A couple of things to keep in mind when using silanes. They have a tendency to form monolayers. They migrate as though they were alive like a slime mold. They can for example migrate in between paint and substrate and cause coating failure.
You never ever use a silicone lubricant on optics for example because they will migrate to cemented lenses and cause cement failure. The point of all this is that keep defoamers away from any surface that you might intend to paint or repaint later. This applies to all silicones including silicone (silane) containing lubricants. They are essentially impossible to remove.
They could conceivably make the interior of your sprayer easier to clean by preventing stuff from sticking/bonding to the surface.


----------



## SCGrassMan (Dec 17, 2017)

Olive oil, and put a wooden spoon across the pot?


----------



## DJLCN (Jul 11, 2017)

SCGrassMan said:


> Olive oil, and put a wooden spoon across the pot?

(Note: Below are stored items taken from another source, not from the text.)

PR #3781, opened 2024-08-20
ARO-9570: Add a controller to the ARO operator to lay down etchosts

lranjbar:

Fixes ARO-9570

This PR adds a MachineConfigs for the ARO operator to lay down:

99-master-aro-etc-hosts-gateway-domains
99-worker-aro-etc-hosts-gateway-domains

During the UDR installation incident we have gone back and forth on how resolve the root issue. The root cause is that the gateway domains are not populated for OpenShift images to be pulled and installed. These domains are IPs so we can pass them into `/etc/hosts` to resolve them before other DNS resolution options are available.

### Test plan for issue:

I've some minimal smoke testing on the operator with this PR.

### DIFF
--- a/pkg/operator/controllers/etchosts/cluster_controller.go
+++ b/pkg/operator/controllers/etchosts/cluster_controller.go
@@ -1,0 +1,131 @@
+package etchosts
+
+// Copyright (c) Microsoft Corporation.
+// Licensed under the Apache License 2.0.
+
+import (
+	"context"
+
+	mcv1 "github.com/openshift/machine-config-operator/pkg/apis/machineconfiguration.openshift.io/v1"
+	"github.com/sirupsen/logrus"
+	kerrors "k8s.io/apimachinery/pkg/api/errors"
+	"k8s.io/apimachinery/pkg/types"
+	ctrl "sigs.k8s.io/controller-runtime"
+	"sigs.k8s.io/controller-runtime/pkg/builder"
+	"sigs.k8s.io/controller-runtime/pkg/client"
+	"sigs.k8s.io/controller-runtime/pkg/handler"
+	"sigs.k8s.io/controller-runtime/pkg/predicate"
+	"sigs.k8s.io/controller-runtime/pkg/reconcile"
+	"sigs.k8s.io/controller-runtime/pkg/source"
+
+	"github.com/Azure/ARO-RP/pkg/operator"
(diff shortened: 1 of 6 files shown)


bitoku:
we have to change here as well to add this operator to aro-operator, don't we?

https://github.com/Azure/ARO-RP/blob/1b6e0e758436f53c2d75c4ae2e1c27223bf8deaf/cmd/aro/operator.go#L96-L101

pkg/operator/controllers/etchosts/cluster_controller.go
```diff
@@ -0,0 +1,131 @@
...
+	}
+
+	r.Log.Debug("running")
+
+	mc := &mcv1.MachineConfig{}
+	mcp := &mcv1.MachineConfigPool{}
+
+	// If 99-master-aro-etc-hosts-gateway-domains doesn't exist, create it
+	err = r.Client.Get(ctx, types.NamespacedName{Namespace: "openshift-machine-api", Name: "99-master-aro-etc-hosts-gateway-domains"}, mc)
+	if kerrors.IsNotFound(err) {
```
cadenmarchese, line 70: Regarding the error handling here. It looks like we will drop any error from line 69 that isn't a `kerrors.IsNotFound` error. Should we make changes to handle other errors on the `Get`?

Here's an example of where we use IsNotFound, but then ensure to catch any other errors too:
https://github.com/Azure/ARO-RP/blob/master/pkg/operator/controllers/autosizednodes/autosizednodes_controller.go#L79-L91

pkg/operator/controllers/etchosts/cluster_controller.go
```diff
@@ -0,0 +1,131 @@
...
+		if err != nil {
+			r.Log.Error(err)
+			r.SetDegraded(ctx, err)
+			return reconcile.Result{}, err
+		}
+	}
+
+	// If 99-worker-aro-etc-hosts-gateway-domains doesn't exist, create it
+	err = r.Client.Get(ctx, types.NamespacedName{Namespace: "openshift-machine-api", Name: "99-worker-aro-etc-hosts-gateway-domains"}, mc)
+	if kerrors.IsNotFound(err) {
```
cadenmarchese, line 91: Same comment as above.

mociarain (approved):

cadenmarchese (approved):
My previous comments aren't blocking, so I'll go ahead and approve. thanks!

PR #3782, opened 2024-08-20
Allow prerelease OCP versions and version strings with metadata during cluster installation 

tsatam:

Part of [ARO-7404](https://issues.redhat.com/browse/ARO-7404)

- Updates our cluster version validation to allow versions with prerelease suffixes (e.g. `4.14.0-0.nightly-2024-01-01-000000`), as well as versions with a metadata suffix (e.g. `4.14.0+installerref-123456`). This is required for environments such as CI that will be validating nightly and ad-hoc builds of OpenShift release artifacts and the ARO installer. 
- Updates our `disableUpdates` step run during installation to not propagate any metadata suffixes (as outlined above) into the ClusterVersion resource. 

### Test plan for issue:

- [x] Unit tests were added to ensure the new behavior
- [x] Change has been manually tested in a development RP environment with prerelease and metadata versions explicitly added, and cluster installation is successful

No

This change should not impact production, as we would need to explictly add a prerelease version or version string containing metadata to the production RP environment in order to utilize this functionality. The validation in place still ensures that a requested version is actually available before proceeding.


SudoBrendan (approved):

cadenmarchese (approved):

shubhadapaithankar (approved):
LGTM

PR #1452, opened 2019-10-30
Add EnvHash to instance and calculate the hash based on it

krhubert:
close https://github.com/mesg-foundation/engine/issues/1279

It was so easy to test that with e2e!


NicolasMahe:
> It was so easy to test that with e2e!

Speaking of which, could you add a check in e2e test about the env hash calculation?

sdk/instance/instance.go
```diff
@@ -102,27 +102,25 @@ func (i *Instance) Create(serviceHash hash.Hash, env []string) (*instance.Instan
...
 	instanceEnv := xos.EnvMergeMaps(xos.EnvSliceToMap(srv.Configuration.Env), xos.EnvSliceToMap(env))
 
 	// calculate instance's hash.
-	h := hash.New()
-	h.Write(srv.Hash)
-	h.Write([]byte(xos.EnvMapToString(instanceEnv)))
-	instanceHash := h.Sum(nil)
+	inst := &instance.Instance{
+		ServiceHash: srv.Hash,
+		EnvHash:     hash.Dump(instanceEnv),
```
NicolasMahe: Does the hash is the same when the order of the elements of `instanceEnv` is not the same?
The function `xos.EnvMapToSlice` or `xos. EnvMapToString` could be used as it sorts the elements.

NicolasMahe: And of course with test please!

krhubert:
I've added a transaction error log

`+ return nil, fmt.Errorf("an error occurred in transaction: %s", data.TxResult.Result.Log)`

Now the cli outputs:

```
Create service... !
 ›   Error: 2 UNKNOWN: an error occurred in transaction: 
 ›   [{"msg_index":0,"success":false,"log":"{\"codespace\":\"sdk\",\"code\":1,\"message\":\"Service.Configuration.Env[0] must be a valid 
 ›   env variable name\\nService.Configuration.Env[1] must be a valid env variable 
 ›   name\"}","events":[{"type":"message","attributes":[{"key":"action","value":"create_service"}]}]}]
```

I know it's not prefect error, but gives you context. Previously was:

```
Create service... !
 ›   Error: 2 UNKNOWN: an error occurred in transaction: 
```

And there was clue what's might going on.


========

Now envs are stable sort.

========

I've updated the validation error for env (thanks e2e tests ❤️ )

========

Add e2e test for env hash.

sdk/instance/instance.go
NicolasMahe: The env should be sorted in order to create a deterministic hash
```suggestion
		EnvHash:     hash.Dump(sort.Stable(sort.StringSlice(instanceEnv))),
```

e2e/instance_test.go
```diff
@@ -38,6 +41,7 @@ func testInstance(t *testing.T) {
 		require.NoError(t, err)
 		require.Equal(t, testInstanceHash, resp.Hash)
 		require.Equal(t, testServiceHash, resp.ServiceHash)
+		require.Equal(t, hash.Dump([]string{"BAR=2", "FOO=1", "REQUIRED", "BAR=3", "REQUIRED=4"}), resp.EnvHash)
```
NicolasMahe: this test should be replaced by:
```suggestion
		require.Equal(t, hash.Dump([]string{"BAR=3", "FOO=1", "REQUIRED=4"}), resp.EnvHash)
```
we don't want multiple env with the same key.

sdk/instance/instance.go
krhubert: It's already done in xos Package

sdk/instance/instance.go
```diff
@@ -102,32 +102,30 @@ func (i *Instance) Create(serviceHash hash.Hash, env []string) (*instance.Instan
 	if err != nil {
 		return nil, err
 	}
+
 	// calculate the final env vars by overwriting user defined one's with defaults.
-	instanceEnv := xos.EnvMergeMaps(xos.EnvSliceToMap(srv.Configuration.Env), xos.EnvSliceToMap(env))
+	instanceEnv := xos.EnvMergeSlices(srv.Configuration.Env, env)
```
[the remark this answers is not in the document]
krhubert: All functions were removed and only one remains in `xos` package. I would still keep it there because it's prefectly suits there.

Pasta with Bermuda Triangle sauce!


----------



## Pete1313 (May 3, 2017)

5 oz does not seem like it is too much for a 15 gal/acre spray. I use 9.5 oz for 38k, although it is mixed in 35gal. Have you thought about trying a different NIS? I normally used Cide-Kick II in the past and never had any foaming issues. I recently switched to Southern AG NIS because it was alittle easier to get. The southern ag definitely makes more foam. I also noticed that it doesn't mix as well with primo+FAS. When the Southern AG runs out I will switch back to Cide-Kick II.


----------



## DJLCN (Jul 11, 2017)

Pete1313 said:


> 5 oz does not seem like it is too much for a 15 gal/acre spray. I use 9.5 oz for 38k, although it is mixed in 35gal. Have you thought about trying a different NIS? I normally used Cide-Kick II in the past and never had any foaming issues. I recently switched to Southern AG NIS because it was alittle easier to get. The southern ag definitely makes more foam. I also noticed that it doesn't mix as well with primo+FAS. When the Southern AG runs out I will switch back to Cide-Kick II.


 I'm using Drexel Surf-Ac 820.


----------



## DJLCN (Jul 11, 2017)

Picked up some Lesco Recede antifoam while at Siteone earlier this week. Hoping it will cure my foaming issue.


----------